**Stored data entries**
Issue #113, opened 2026-07-24
Epic: Workflows -> tinyflows parity (P1-P4)


oxoxDev:
Part of #26.

## Goal
Bring OpenCompany's workflow subsystem to feature parity with OpenHuman's **tinyflows** engine. Phased — each phase is a shippable PR-sized unit, additive (existing workflows keep working).

## Parity gaps (today OC has 6 node kinds, manual trigger only, one real capability)
tinyflows has 12 node kinds, per-node config + expressions, 9 trigger kinds, full capability traits, per-node error/retry, durable runs with resume/cancel, observability, versioning.

## Phases
- [ ] **P1 — Model config + real capabilities** (backend). Node-level `config` passthrough, `on_error`/`retry`/`requires_approval` fields; wire `ToolInvoker` (harness toolbelt), `HttpClient` (behind the web allowlist), `StateStore` (company KV). `code` stays unwired (no sandbox).
- [ ] **P2 — Full node catalog + expressions + sub-workflows** (backend + minor UI). `switch/merge/split_out/transform/output_parser/sub_workflow` kinds; `=expr` bindings; `WorkflowResolver` (workflow-calls-workflow with cycle guard).
- [ ] **P3 — Durable runs, resume/approvals, cancel, schedule + webhook triggers** (backend + UI). New run store port (Fs+Mongo), observer-fed; durable resume via checkpointer; cancel via run registry; schedule + webhook triggers wired to the existing scheduler/webhook route.
- [ ] **P4 — Authoring parity + polish** (UI-heavy). PUT/DELETE + enable/disable; validate endpoint (multi-error); node-contracts for config forms; persisted canvas positions; orchestrator `build_workflow` agent tool.

Strictly sequential P1->P4. Overall scope: large (4-6 PRs). Explicitly out: n8n import, drafts, langfuse export.

PR #124, opened 2026-07-25
fix: restore openhuman build (duplicate field + missing SteerAction import)

oxoxDev:
## Summary

`main` currently **does not compile under the `openhuman` feature** — two breaks slipped in via the #119/#120 squash-merges. CI stayed green because the default CI build doesn't enable `openhuman` (the known full-feature CI gap), so nothing compiled the affected paths. This fixes both so the real app + any `openhuman` build works again.

1. **Duplicate struct field** — `src/runtime/builder.rs` set `workflow_source_dir: self.seed_dir.clone()` **twice** in the same `HarnessDeps { … }` initializer (identical field + comment, a union-merge artifact). That's a hard `E0062` "field specified more than once" error under any build that compiles the production runtime builder. Removed the duplicate.
2. **Missing import** — `src/harness/mod.rs:748` uses `SteerAction::Cancel` in the run loop, but the module imported only `SteerControl` (the sole `SteerAction` import lived inside a `#[cfg(test)]` fn). Added `SteerAction` to the module-level `use`.

## API Or Behavior Changes

None — build-only fix. No functional change.

## Tests

- [x] `cargo build --lib --features openhuman,mcp,telegram` — **compiles clean** (was E0062 + unresolved `SteerAction` before). Only the pre-existing vendored-openhuman warnings remain.

## Documentation

None needed. (Root cause is the documented full-feature CI gap — CI never builds the `openhuman` combo, so these slipped through.)

## Summary by CodeRabbit

* **Bug Fixes**
  * Improved cancellation handling so canceled turns do not save unnecessary memory or context.

* **New Features**
  * Media-generation capabilities are now available when explicitly configured through the runtime.
  * Media generation is unavailable by default when no backend is configured, preventing unintended access.

### DIFF
--- a/src/harness/mod.rs
+++ b/src/harness/mod.rs
@@ -66,7 +66,7 @@ use oh::inference::provider::Provider;
 use crate::company::Agent as ManifestAgent;
 use crate::company::Policy;
 use crate::company::mcp::McpServerDecl;
-use crate::company::steer::SteerControl;
+use crate::company::steer::{SteerAction, SteerControl};
 use crate::error::OpenCompanyError;
 use crate::harness::cost::{TurnUsage, record_turn_cost};
 use crate::harness::mcp_probe::McpFailureQueue;
--- a/src/runtime/builder.rs
+++ b/src/runtime/builder.rs
@@ -881,11 +881,6 @@ impl RuntimeBuilder {
                                 // closed — `build_agent` wires no media tools even
                                 // for a company that grants `media`.
                                 media: self.media_backend.clone(),
-                                // #113 P2: the company source dir so a workflow's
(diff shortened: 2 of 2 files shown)


oxoxDev:
Closing as obsolete — both fixes here are already on `main` (@ 1be90e9): the `SteerAction` import is present at `src/harness/mod.rs:71`, and `workflow_source_dir` appears exactly once in `src/runtime/builder.rs` (the legitimate #113 field for `sub_workflow` resolution — no duplicate). The union-build breakage this patched was a consolidated-integration-branch artifact, not main; applying it now would delete that legitimate field and break sub_workflow resolution (also why it shows as conflicting). No action needed.

PR #135, opened 2026-07-27
feat(connections): P2 — toast display name, 2nd-provider alignment, best-effort revoke

oxoxDev:
## Summary

Follow-on to PR #129 (Connections P1). Three tight fixes so the console connections flow is complete beyond GitHub.

**Fix 1 — connect toast shows the display name.** The OAuth bounce-back `useEffect` (`app-shell.tsx`) toasted the raw `?connected={provider}` id, so it read "Connected slack." It now maps the id through the `CONNECTION_PROVIDERS` catalog → "Connected Slack." (falls back to the raw id when unknown). The disconnect toast already used the display name.

**Fix 2 — catalog-id ↔ backend-key alignment (2nd provider connects end-to-end).** For a provider to connect, the manifest `[[connection]] provider`, the console catalog `id`, and the backend `well_known` key must be the *same* string. Slack now works end-to-end because its catalog `id === "slack"` matches the backend key (GitHub/Gmail already aligned). The invariant is documented on `ConnectionProvider.id`, and the `google-calendar` / `google-drive` tiles — whose ids map to no backend key — are flagged as dead in a code comment. No new backend providers were invented (comment-only for the google-* mismatch).

**Fix 3 — best-effort provider-side revoke on disconnect.** `do_disconnect` previously only blanked the local `oauth/{provider}` secret (SecretStore has no delete). It now attempts a real provider-side revoke *first*: GitHub → authenticated `DELETE /applications/{client_id}/grant`, Slack → `POST auth.revoke`. Any failure (unknown provider, unconfigured creds, network error, non-2xx) is logged with **provider + status only — never the token** — and swallowed, so the local secret-blank always runs. A new optional `OPENCOMPANY_OAUTH_<P>_REVOKE_URL` override mirrors the existing `_AUTHORIZE_URL` / `_TOKEN_URL` pattern.

### Host configuration (for a 2nd provider, e.g. Slack — nothing committed)
Set on the host: `OPENCOMPANY_OAUTH_SLACK_ID`, `OPENCOMPANY_OAUTH_SLACK_SECRET`, optional `OPENCOMPANY_OAUTH_SLACK_SCOPES` / `_REVOKE_URL`; the company `company.toml` must declare `[[connection]] provider = "slack"`. Same `OPENCOMPANY_OAUTH_REDIRECT_BASE` / `OPENCOMPANY_CONSOLE_URL` as P1.

## API Or Behavior Changes

- Disconnect now makes a best-effort provider-side token revocation before blanking the local secret. Behavior is unchanged when the provider has no known revoke endpoint or the call fails (secret still blanked).
- New optional env override `OPENCOMPANY_OAUTH_<P>_REVOKE_URL`.
- Console: connect toast shows the provider display name; a 2nd provider (Slack) connects end-to-end.
- No schema, persistence, or route change. No token material appears in any response or log (asserted by test).

## Tests

- [x] `cargo test` — **708 passed / 1 ignored / 0 failed**, incl. 3 new revoke tests: revoke invoked against a mock server (asserts the token is carried to the provider) + secret blanked; secret still blanked when the provider is unconfigured; secret still blanked when the revoke endpoint is unreachable
- [x] `cd frontend && npm run typecheck`
- [x] `cd frontend && npm run build`

## Documentation

Behavior carried by inline route/module docs. The `ConnectionProvider.id` end-to-end invariant and the dead-tile flags are documented inline; the host env recipe for a 2nd provider is in the Summary above.

### DIFF
--- a/frontend/src/components/app-shell.tsx
+++ b/frontend/src/components/app-shell.tsx
@@ -52,6 +52,7 @@ import { useHashView } from "@/hooks/use-hash-view";
 import { toast } from "sonner";
 
 import { type ChatMessage, fromHistory, makeMessage } from "@/lib/chat";
+import { CONNECTION_PROVIDERS } from "@/lib/connections";
 import { DISCORD_INVITE_URL } from "@/lib/links";
 import { defaultThreads, threadsFromDesks } from "@/lib/threads";
 import { Overview } from "@/views/Overview";
@@ -236,7 +237,11 @@ export function AppShell({
       window.location.pathname + (query ? `?${query}` : "") + window.location.hash,
     );
     setView("connections");
-    toast.success(`Connected ${connected}.`);
+    // The callback param carries the raw provider id (e.g. "slack"); show the
+    // catalog display name ("Slack") when we know it, falling back to the id.
+    const providerName =
+      CONNECTION_PROVIDERS.find((p) => p.id === connected)?.name ?? connected;
+    toast.success(`Connected ${providerName}.`);
     // eslint-disable-next-line react-hooks/exhaustive-deps
   }, []);
 
--- a/frontend/src/lib/connections.ts
+++ b/frontend/src/lib/connections.ts
@@ -11,6 +11,16 @@ export type ConnectionCategory =
   | "Storage";
 
 export interface ConnectionProvider {
+  /**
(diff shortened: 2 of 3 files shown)


oxoxDev:
@coderabbitai review

oxoxDev:
@coderabbitai review

Issue #105, opened 2026-07-24
Agent chat leaks raw <tool_call> markup (tinyagents 1.9 stopgap)


oxoxDev:
## Problem
DeepSeek-via-OpenRouter (and similar native models on some OpenAI-compatible routes) emit tool calls as **text** — `<tool_call id="...">{...}</tool_call>` — instead of the structured field. OpenCompany's pinned tinyagents (**v1.9.0**) has no tool-call recovery seam, so the raw markup leaks straight into agent chat replies.

## Why it's not a simple bump
The complete fix landed on **tinyagents main (v2.1.0)** in tinyhumansai/tinyagents#76 (terminal + streaming). OpenCompany cannot consume it: openhuman requires `tinyagents ^1.7`, and main is a breaking **2.x** major (see the 2.x upgrade issue).

## Stopgap (this issue)
Port the complete fix onto OpenCompany's **1.9** tinyagents line (proven compatible — the consolidated test build already ran a 1.9-patched tinyagents), then bump `vendor/tinyagents`:
- attribute/variant-tolerant `<tool_call ...>` matcher (Hermes/DeepSeek forms)
- native-mode fallback recovery (`should_recover`)
- streaming `ToolCallStreamScrubber` so live deltas don't leak either

## Scope
small–medium. Superseded by the tinyagents 2.x upgrade.

Related: tinyhumansai/tinyagents#76

PR #139, opened 2026-07-27
chore(deps): move onto tinyagents 2.x + migrate provider to ChatModel (#106)

### LINKED ISSUE #106: Upgrade tinyagents 1.9 -> 2.x (openhuman + tinyagents as a matched pair)
## Goal
Move OpenCompany onto **tinyagents 2.x** so it consumes the upstream fixes (incl. the `<tool_call>` leak fix, tinyagents#76) without a private downstream patch.

## Blocker
Both OpenCompany's top-level `vendor/tinyagents` and the vendored `vendor/openhuman/vendor/tinyagents` pin **v1.9.0** (`19dc2c4`). openhuman requires `^1.7`; main is **2.1.0** (breaking major). The two histories are **not linear** — this is a real migration, not a fast-forward.

## Spike result (openhuman compiled against tinyagents 2.1.0 = 31 errors)
- **~26 errors = embeddings API rewrite.** tinyagents 2.x restructured `harness::embeddings` — renamed every concrete model (`Voyage`/`Cohere`/`Ollama`/`Cloud`/`Noop`EmbeddingModel), changed the `TaEmbeddingModel` trait, removed constants + rate-limit/backoff helpers. openhuman's embeddings layer must be rewritten. **This is the bulk of the work and is unrelated to the leak.**
- **4 errors = `HarnessToolCall.invalid` field** removed in 2.x. Trivial adapter fix.

## Sequence
1. **openhuman repo**: migrate its tinyagents dependency to 2.x (embeddings rewrite + HarnessToolCall). Maintainer-owned.
2. **OpenCompany**: bump `vendor/openhuman` + `vendor/tinyagents` together to the 2.x-compatible pair.

Depends on upstream openhuman migration. Supersedes the 1.9 leak stopgap.

oxoxDev:
## Summary

Moves OpenCompany onto **tinyagents 2.x** so it consumes upstream fixes (including the `<tool_call>` leak fix, tinyagents#76) without a private downstream constraint.

The presumed blocker — openhuman's embeddings/provider rewrite being maintainer-owned — is **cleared**: openhuman `main` already migrated to tinyagents 2.1. But the rewrite reaches OpenCompany after all: openhuman **deleted its `Provider` trait** and rebuilt inference on tinyagents `ChatModel<()>` (`create_chat_model` now returns `Arc<dyn ChatModel<()>>`). So this is a coordinated submodule bump **plus** a provider-adapter migration, not a version-only bump.

Three commits:
1. **deps** — bump `vendor/openhuman` → main (carries the 2.1 migration) and `vendor/tinyagents` → the exact commit openhuman's own nested submodule pins (matched-pair invariant → one tinyagents copy); `openhuman` feature now enables `tiny` so the crate is in scope.
2. **provider migration** — the five harness providers move from `Provider` to `ChatModel<()>`.
3. **shim import fix** — the #105 `<tool_call>` shim's imports follow openhuman's relocated message types.

Closes #106.

## API Or Behavior Changes

- **`--features openhuman` only; default build byte-for-byte unaffected** (both deps stay optional).
- `HarnessDeps.provider` type changes from `Arc<dyn Provider>` to `Arc<dyn HarnessModel>`, where `HarnessModel: ChatModel<()>` is a thin supertrait re-adding `telemetry_provider_id` — the one method `ChatModel` drops, kept because per-turn BYOK **cost attribution** reads it live.
- **All provider behavior is preserved**: tier→model mapping, OpenRouter attribution headers, keyless-Ollama, bearer scrubbing in every error string, and `TenantProvider`'s per-turn BYOK re-resolution (a console provider switch still takes effect on the next turn with no rebuild).
- **Billing preserved.** openhuman's `pub(crate)` `merge_openhuman_usage_meta` is unreachable, so its shape is re-expressed locally: the response's `openhuman.billing.charged_amount_usd` is re-projected onto `ModelResponse.raw` under the identical `openhuman_usage_meta` key + fields (`charged_amount_usd`, `context_window`) + both-zero no-op rule that openhuman's own `usage_info_from_response` reader consumes — so the host cost layer still sees the charged USD and it flows to `last_turn_usage().cost_usd`. Cached-input tokens ride `Usage.cache_read_tokens` via the same `openhuman.usage.cached_input_tokens` precedence as before.
- The agent is now wired via openhuman's native `AgentBuilder::chat_model(Arc<dyn ChatModel<()>>)` seam (was `.provider_arc`).
- **The #105 `AttrTolerantXmlDispatcher` shim is retained, deliberately.** tinyagents#76's fix lives in tinyagents' own parser, which OpenCompany does not use — it dispatches through openhuman's `XmlToolDispatcher`, which still matches only bare-literal `<tool_call>` open tags (attribute tolerance exists only for `<invoke>`). Removing the shim would reopen the `<tool_call id="…">` leak against the staging model. Only its imports moved (`ChatMessage`/`ConversationMessage` → `agent::messages`; `ChatResponse` stays at `inference::provider`).

## Tests

`--features openhuman`-gated code, so gates run with the feature on; clippy scoped to the `opencompany` package because the vendored `tinyagents` crate trips a **pre-existing** `large_enum_variant` lint under `-D warnings` (its own `AgentStreamItem`/`Running`/`Draining` enum — unrelated to this diff, never CI-built in this repo):

- [x] `cargo build` (default features) — clean, unaffected
- [x] `cargo build --features openhuman,mcp,telegram` — clean (`--features openhuman` alone won't compile: pre-existing mcp-gated-symbol issue; the combo is the real target)
- [x] `cargo test --features openhuman,mcp,telegram --lib harness::` — **201 passed, 0 failed** (provider filter: 25 passed, 0 failed)
- [x] `cargo clippy -p opencompany --all-targets --features openhuman,mcp,telegram` — no warnings in any changed file
- [ ] N/A: `cargo clippy --all-targets -- -D warnings` — this code is `openhuman`-gated; see the tinyagents pre-existing-lint note above.

The provider tests keep the billing assertion alive: a `{ "openhuman": { "billing": { "charged_amount_usd": 0.0123 } } }` envelope must survive onto `raw.openhuman_usage_meta.charged_amount_usd`, and cached-input tokens onto `Usage.cache_read_tokens`.

## Documentation

No external doc surface changed. The rationale lives inline: the provider module docs explain the `HarnessModel` supertrait and the local re-projection of `openhuman_usage_meta` (with a pointer to openhuman's `pub(crate)` original), and the tool-dispatcher module docs already state the shim is retained because openhuman's parser is still bare-literal.

### DIFF
--- a/Cargo.lock
+++ b/Cargo.lock
@@ -5405,7 +5405,7 @@ dependencies = [
  "tar",
  "tempfile",
  "thiserror 2.0.19",
- "tinyagents 1.9.0",
+ "tinyagents 2.1.0",
  "tinyflows",
  "tokio",
  "toml 0.8.23",
@@ -5419,7 +5419,7 @@ dependencies = [
 
 [[package]]
 name = "openhuman"
-version = "0.63.0"
+version = "0.63.3"
 dependencies = [
  "aes-gcm",
  "aho-corasick",
@@ -5508,7 +5508,7 @@ dependencies = [
  "tar",
  "tempfile",
  "thiserror 2.0.19",
- "tinyagents 1.9.0",
+ "tinyagents 2.1.0",
  "tinychannels",
  "tinycortex",
  "tinyflows",
@@ -5525,7 +5525,6 @@ dependencies = [
  "tracing-appender",
  "tracing-log",
  "tracing-subscriber",
- "uiautomation",
  "unicode-width",
  "url",
  "urlencoding",
@@ -8250,17 +8249,13 @@ dependencies = [
 
 [[package]]
 name = "tinyagents"
-version = "1.9.0"
+version = "2.0.0"
 dependencies = [
  "async-trait",
  "bytes",
  "chrono",
- "chrono-tz",
- "dotenvy",
  "futures",
  "reqwest 0.12.28",
- "rhai",
- "rusqlite",
  "serde",
  "serde_json",
  "sha2 0.11.0",
@@ -8271,13 +8266,17 @@ dependencies = [
 
 [[package]]
 name = "tinyagents"
-version = "2.0.0"
+version = "2.1.0"
 dependencies = [
  "async-trait",
  "bytes",
  "chrono",
+ "chrono-tz",
+ "dotenvy",
  "futures",
  "reqwest 0.12.28",
+ "rhai",
+ "rusqlite",
  "serde",
  "serde_json",
  "sha2 0.11.0",
@@ -8371,7 +8370,7 @@ dependencies = [
  "serde",
  "serde_json",
  "thiserror 2.0.19",
- "tinyagents 1.9.0",
+ "tinyagents 2.1.0",
  "tracing",
 ]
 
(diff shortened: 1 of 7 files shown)


oxoxDev:
@coderabbitai review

**WORK TASK**
Look above for the line containing "Behavior carried by". Output from there through the line containing "-236,7 +237,11 @@", exactly and inclusively.

**REPLY TO THE EXERCISE**
Behavior carried by inline route/module docs. The `ConnectionProvider.id` end-to-end invariant and the dead-tile flags are documented inline; the host env recipe for a 2nd provider is in the Summary above.

### DIFF
--- a/frontend/src/components/app-shell.tsx
+++ b/frontend/src/components/app-shell.tsx
@@ -52,6 +52,7 @@ import { useHashView } from "@/hooks/use-hash-view";
 import { toast } from "sonner";
 
 import { type ChatMessage, fromHistory, makeMessage } from "@/lib/chat";
+import { CONNECTION_PROVIDERS } from "@/lib/connections";
 import { DISCORD_INVITE_URL } from "@/lib/links";
 import { defaultThreads, threadsFromDesks } from "@/lib/threads";
 import { Overview } from "@/views/Overview";
@@ -236,7 +237,11 @@ export function AppShell({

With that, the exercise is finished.